涉事男主胡繼勇的中石油北京項目管理公司黨委書記、總經理的身份,以及涉事女主此前在社交媒體自己高調曬出的炫富以及暴露著裝的內容,昭示著這背后可能有很多故事:男主與女主究竟是什么關系?有無權色交易內幕?女主又是什么家庭背景?……
正當全民都在津津有味吃瓜的時候,環球前總編胡錫進連發了兩條“用心良苦”的微博,:
“這么大鳴大放的,大一點的私企老板也未必敢吧?有點反常的事”……
“這個人不知道讓什么沖昏了頭腦,明目張膽,頂風犯事,他是個怪例。

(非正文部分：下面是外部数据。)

PR #6762, opened 2025-10-21
fix(chat): move stick-to-bottom logic to widget-level hooks

FabienMotte:
**Summary**

This PR refactors the stick-to-bottom functionality from a shared utility in `ui-components` to package-specific hooks in `instantsearch.js` and `react-instantsearch`.

### DIFF
--- a/packages/instantsearch-ui-components/src/lib/stickToBottom.ts
+++ b/packages/instantsearch-ui-components/src/lib/stickToBottom.ts
@@ -153,12 +153,13 @@ type CreateStickToBottomParams = {
     callback: T,
     deps: readonly unknown[]
   ) => T;
-  useEffect: (effect: () => void | (() => void), deps?: readonly unknown[]) => void;
+  useEffect: (
+    effect: () => void | (() => void),
+    deps?: readonly unknown[]
+  ) => void;
   useMemo: <TType>(factory: () => TType, deps: readonly unknown[]) => TType;
   useRef: <TType>(initialValue: TType) => { current: TType };
-  useState: <TType>(
-    initialState: TType
-  ) => [TType, (newState: TType) => void];
+  useState: <TType>(initialState: TType) => [TType, (newState: TType) => void];
 };
 
 export function createStickToBottom({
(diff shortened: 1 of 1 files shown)


packages/instantsearch.js/src/widgets/chat/chat.tsx
```diff
@@ -274,6 +276,159 @@ function createDefaultTools<
...
+    layoutComponent: ComponentProps<typeof Chat>['promptComponent'];
+    headerComponent: ChatPromptProps['headerComponent'];
+    footerComponent: ChatPromptProps['footerComponent'];
+    translations: Partial<ChatPromptTranslations>;
+    promptRef: { current: HTMLTextAreaElement | null };
+  };
+  state: ReturnType<typeof createLocalState>;
+};
+
+function ChatWrapper({
```
shaejaz, line 328: Can this not be done inline in the `render` fn?

packages/react-instantsearch/src/lib/useStickToBottom.ts
shaejaz, line 1: So if I understand this correctly, the approach now would be the same as the one at the very start. Except these hooks now import from react/preact based on where they are being used.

”
惋惜之情,溢于言表。
然而,老胡惋惜的不是胡繼勇的貪財貪色,老胡惋惜的卻是胡繼勇“沖昏了頭腦,明目張膽,頂風犯事”;所謂“怪例”,“怪”的不是貪財貪色,“怪”的是這么高調、這么囂張——招搖過市地牽著小三的手到成都的街頭走一走。
在全民吃瓜、“神”、“兔”都要上來踩一腳的風口浪尖,老胡依然堅持己見,頗為不易。老胡曾經無數次地公開勸諫官員和富人們要“低調”,要錦衣夜行:
似乎讓富人“克制炫富”、“裝窮”,社會就平等了,至少讓人以為平等了。
然而,就在中石油胡繼勇的瓜還沒落地的時候,朋友圈里又傳出了某煙草子弟顯示實力的“坑爹”視頻:
家里做煙草的18歲小伙,一身限量發售的國際奢侈品牌,家里七八套房,自己每個月零花錢就有20萬(刷他爹的卡)……
與之同時,中石油胡某勇的事,意外地又把“北極鯰魚”送上了熱搜:
“北極鯰魚”的調查都兩個半月了,遲遲沒有結果;蘇州“許可馨”的事更是調查了三年,大概不會有結果了;還有江西的“周公子”一家似乎已經平安落地,“北電南柱赫”的輿論則是剛剛冒泡就被掐滅了……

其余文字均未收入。